→ **Raw data**:

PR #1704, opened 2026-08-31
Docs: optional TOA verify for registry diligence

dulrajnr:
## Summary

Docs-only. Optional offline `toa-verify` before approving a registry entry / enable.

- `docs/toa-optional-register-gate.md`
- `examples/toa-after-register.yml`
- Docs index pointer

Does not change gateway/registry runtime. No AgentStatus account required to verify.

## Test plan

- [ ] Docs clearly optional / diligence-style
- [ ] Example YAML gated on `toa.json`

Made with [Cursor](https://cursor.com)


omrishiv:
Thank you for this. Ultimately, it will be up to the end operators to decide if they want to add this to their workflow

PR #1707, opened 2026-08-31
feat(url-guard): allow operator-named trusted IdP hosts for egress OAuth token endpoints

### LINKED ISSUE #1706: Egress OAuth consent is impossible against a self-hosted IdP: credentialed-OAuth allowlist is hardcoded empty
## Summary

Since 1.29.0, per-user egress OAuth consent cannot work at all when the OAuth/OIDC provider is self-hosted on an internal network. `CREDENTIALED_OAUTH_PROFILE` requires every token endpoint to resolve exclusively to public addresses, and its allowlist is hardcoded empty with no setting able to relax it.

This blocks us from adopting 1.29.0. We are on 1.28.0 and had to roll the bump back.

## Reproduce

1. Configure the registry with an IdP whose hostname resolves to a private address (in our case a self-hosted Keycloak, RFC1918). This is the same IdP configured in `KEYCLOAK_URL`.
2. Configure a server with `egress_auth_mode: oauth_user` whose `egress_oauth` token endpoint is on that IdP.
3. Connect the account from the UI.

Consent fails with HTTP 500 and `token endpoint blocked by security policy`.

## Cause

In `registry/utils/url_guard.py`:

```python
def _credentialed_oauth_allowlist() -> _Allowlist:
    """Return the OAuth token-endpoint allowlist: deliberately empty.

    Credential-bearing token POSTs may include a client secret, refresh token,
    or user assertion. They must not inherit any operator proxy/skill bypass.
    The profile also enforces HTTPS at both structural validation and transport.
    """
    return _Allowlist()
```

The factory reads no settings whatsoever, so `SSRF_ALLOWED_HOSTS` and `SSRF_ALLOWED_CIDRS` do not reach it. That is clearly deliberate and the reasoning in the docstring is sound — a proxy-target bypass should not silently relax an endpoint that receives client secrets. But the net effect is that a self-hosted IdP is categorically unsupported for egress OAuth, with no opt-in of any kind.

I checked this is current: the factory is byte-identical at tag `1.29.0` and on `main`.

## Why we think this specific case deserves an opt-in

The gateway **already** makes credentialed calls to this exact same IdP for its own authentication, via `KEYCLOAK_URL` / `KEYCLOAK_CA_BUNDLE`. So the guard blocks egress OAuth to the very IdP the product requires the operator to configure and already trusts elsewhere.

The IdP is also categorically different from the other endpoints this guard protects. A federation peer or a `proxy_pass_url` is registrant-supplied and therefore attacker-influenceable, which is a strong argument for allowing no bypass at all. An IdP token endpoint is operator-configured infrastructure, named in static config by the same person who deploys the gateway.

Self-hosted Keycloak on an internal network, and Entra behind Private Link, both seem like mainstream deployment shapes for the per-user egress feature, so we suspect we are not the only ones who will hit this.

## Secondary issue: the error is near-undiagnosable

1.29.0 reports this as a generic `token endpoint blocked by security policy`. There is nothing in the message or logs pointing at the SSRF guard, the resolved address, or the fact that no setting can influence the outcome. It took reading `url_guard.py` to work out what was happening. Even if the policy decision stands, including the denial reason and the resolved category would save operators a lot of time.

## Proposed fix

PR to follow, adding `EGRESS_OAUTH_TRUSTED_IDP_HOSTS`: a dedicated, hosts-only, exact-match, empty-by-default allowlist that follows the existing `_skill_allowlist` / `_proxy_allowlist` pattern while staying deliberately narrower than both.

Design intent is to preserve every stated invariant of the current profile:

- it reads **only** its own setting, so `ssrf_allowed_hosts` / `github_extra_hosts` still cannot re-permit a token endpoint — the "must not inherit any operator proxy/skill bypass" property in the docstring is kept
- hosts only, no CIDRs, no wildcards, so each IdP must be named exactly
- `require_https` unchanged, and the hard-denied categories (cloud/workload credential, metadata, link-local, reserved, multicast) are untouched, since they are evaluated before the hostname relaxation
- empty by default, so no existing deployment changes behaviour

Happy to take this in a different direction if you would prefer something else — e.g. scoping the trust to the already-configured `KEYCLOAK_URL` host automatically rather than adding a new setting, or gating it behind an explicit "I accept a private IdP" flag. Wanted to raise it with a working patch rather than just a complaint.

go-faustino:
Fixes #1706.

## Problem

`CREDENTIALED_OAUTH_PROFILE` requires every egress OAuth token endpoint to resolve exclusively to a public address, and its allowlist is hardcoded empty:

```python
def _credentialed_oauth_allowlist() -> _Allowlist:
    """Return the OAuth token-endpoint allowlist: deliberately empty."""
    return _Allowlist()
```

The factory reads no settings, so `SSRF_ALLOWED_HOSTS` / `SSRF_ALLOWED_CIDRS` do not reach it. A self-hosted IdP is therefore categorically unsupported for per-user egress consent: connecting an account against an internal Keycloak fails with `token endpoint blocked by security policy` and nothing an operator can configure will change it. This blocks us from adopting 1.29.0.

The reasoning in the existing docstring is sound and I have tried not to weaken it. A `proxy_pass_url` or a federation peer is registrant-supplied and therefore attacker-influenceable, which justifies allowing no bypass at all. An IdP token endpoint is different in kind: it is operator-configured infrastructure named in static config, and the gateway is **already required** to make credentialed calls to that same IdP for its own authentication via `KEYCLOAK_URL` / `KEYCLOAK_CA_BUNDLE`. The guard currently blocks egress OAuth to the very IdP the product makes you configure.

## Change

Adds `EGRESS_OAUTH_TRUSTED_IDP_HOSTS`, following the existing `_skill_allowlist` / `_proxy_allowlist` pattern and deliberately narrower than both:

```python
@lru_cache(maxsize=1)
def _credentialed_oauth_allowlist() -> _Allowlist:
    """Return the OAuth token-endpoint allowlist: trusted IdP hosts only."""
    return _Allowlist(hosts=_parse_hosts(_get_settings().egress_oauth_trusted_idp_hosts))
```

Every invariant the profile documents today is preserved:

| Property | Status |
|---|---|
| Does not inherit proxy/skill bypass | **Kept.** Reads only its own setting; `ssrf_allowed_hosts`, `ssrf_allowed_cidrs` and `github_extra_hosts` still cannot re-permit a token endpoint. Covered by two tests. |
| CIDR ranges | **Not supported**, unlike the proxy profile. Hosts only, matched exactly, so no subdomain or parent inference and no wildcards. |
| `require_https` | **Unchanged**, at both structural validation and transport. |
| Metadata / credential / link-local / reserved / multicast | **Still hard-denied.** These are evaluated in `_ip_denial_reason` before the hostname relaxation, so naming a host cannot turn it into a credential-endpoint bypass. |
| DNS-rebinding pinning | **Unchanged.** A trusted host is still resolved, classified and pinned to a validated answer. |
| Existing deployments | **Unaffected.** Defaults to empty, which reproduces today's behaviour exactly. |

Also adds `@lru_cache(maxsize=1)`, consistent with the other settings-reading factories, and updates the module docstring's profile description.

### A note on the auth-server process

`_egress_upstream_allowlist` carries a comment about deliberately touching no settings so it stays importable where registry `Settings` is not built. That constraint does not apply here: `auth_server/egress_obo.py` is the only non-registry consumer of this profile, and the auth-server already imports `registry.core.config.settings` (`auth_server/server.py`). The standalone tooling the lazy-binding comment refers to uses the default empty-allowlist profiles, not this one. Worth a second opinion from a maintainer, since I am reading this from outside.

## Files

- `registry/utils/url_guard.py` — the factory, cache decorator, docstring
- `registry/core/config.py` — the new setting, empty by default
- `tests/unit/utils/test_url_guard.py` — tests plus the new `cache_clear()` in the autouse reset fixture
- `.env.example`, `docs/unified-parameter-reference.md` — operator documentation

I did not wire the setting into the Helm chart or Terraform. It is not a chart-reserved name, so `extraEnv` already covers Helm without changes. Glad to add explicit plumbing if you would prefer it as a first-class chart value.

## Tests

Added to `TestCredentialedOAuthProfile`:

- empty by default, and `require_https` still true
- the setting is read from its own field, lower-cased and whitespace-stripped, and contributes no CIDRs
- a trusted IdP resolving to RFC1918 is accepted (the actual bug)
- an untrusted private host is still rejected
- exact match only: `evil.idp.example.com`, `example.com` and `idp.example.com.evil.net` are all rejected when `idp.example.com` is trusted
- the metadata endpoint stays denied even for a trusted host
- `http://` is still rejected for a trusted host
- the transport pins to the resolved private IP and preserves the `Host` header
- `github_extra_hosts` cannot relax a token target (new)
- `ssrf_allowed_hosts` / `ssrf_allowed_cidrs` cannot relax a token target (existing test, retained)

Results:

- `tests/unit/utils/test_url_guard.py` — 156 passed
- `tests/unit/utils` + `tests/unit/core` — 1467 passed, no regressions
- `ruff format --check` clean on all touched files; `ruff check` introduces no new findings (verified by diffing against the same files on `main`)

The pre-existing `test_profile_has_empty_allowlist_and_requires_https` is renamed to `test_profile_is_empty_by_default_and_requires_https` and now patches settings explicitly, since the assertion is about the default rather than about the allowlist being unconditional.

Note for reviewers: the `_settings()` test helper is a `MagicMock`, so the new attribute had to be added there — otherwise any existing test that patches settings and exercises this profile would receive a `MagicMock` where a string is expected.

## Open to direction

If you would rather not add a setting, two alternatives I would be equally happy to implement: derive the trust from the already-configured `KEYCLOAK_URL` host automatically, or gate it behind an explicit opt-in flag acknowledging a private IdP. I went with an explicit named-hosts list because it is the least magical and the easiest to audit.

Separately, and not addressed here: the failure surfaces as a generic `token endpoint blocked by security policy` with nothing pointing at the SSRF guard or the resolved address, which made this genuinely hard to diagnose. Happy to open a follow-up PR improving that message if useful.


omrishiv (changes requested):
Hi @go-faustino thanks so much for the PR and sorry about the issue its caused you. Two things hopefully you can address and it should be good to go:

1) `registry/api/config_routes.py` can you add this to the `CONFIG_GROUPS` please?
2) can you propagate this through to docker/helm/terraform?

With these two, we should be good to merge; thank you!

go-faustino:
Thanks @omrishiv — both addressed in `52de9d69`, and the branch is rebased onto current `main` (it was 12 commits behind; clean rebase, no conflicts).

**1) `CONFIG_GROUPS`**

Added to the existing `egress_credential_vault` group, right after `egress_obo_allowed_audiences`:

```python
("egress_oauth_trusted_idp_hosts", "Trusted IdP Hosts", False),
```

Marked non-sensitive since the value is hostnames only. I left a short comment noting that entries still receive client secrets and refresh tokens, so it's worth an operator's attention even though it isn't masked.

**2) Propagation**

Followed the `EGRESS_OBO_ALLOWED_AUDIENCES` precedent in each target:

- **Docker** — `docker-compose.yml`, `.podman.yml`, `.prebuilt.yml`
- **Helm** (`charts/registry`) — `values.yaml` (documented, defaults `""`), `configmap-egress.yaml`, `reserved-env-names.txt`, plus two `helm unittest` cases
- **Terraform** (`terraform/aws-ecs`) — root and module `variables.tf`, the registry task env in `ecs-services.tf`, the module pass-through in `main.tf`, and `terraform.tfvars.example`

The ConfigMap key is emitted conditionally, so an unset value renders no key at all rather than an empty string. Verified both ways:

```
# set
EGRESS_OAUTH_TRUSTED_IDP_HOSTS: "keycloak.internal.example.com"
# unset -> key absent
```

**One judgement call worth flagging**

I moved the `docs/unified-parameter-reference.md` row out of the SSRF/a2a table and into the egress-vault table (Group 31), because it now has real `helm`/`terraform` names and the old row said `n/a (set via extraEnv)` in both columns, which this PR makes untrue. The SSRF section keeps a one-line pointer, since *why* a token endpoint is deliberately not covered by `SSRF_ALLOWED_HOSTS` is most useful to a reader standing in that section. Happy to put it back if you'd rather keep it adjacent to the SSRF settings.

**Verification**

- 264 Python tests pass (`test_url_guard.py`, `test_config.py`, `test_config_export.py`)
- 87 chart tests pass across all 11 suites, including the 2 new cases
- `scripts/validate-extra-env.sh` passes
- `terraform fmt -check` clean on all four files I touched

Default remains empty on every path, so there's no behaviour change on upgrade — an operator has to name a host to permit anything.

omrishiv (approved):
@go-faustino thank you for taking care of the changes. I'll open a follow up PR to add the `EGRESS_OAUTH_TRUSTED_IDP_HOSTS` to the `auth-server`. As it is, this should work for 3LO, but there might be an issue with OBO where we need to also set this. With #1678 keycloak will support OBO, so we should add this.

→ **Task prompt**: Reproduce exactly the lines that run from the start of the records to the line with "- [ ] Example", both included.

→ **Problem solution**:
PR #1704, opened 2026-08-31
Docs: optional TOA verify for registry diligence

dulrajnr:
## Summary

Docs-only. Optional offline `toa-verify` before approving a registry entry / enable.

- `docs/toa-optional-register-gate.md`
- `examples/toa-after-register.yml`
- Docs index pointer

Does not change gateway/registry runtime. No AgentStatus account required to verify.

## Test plan

- [ ] Docs clearly optional / diligence-style
- [ ] Example YAML gated on `toa.json`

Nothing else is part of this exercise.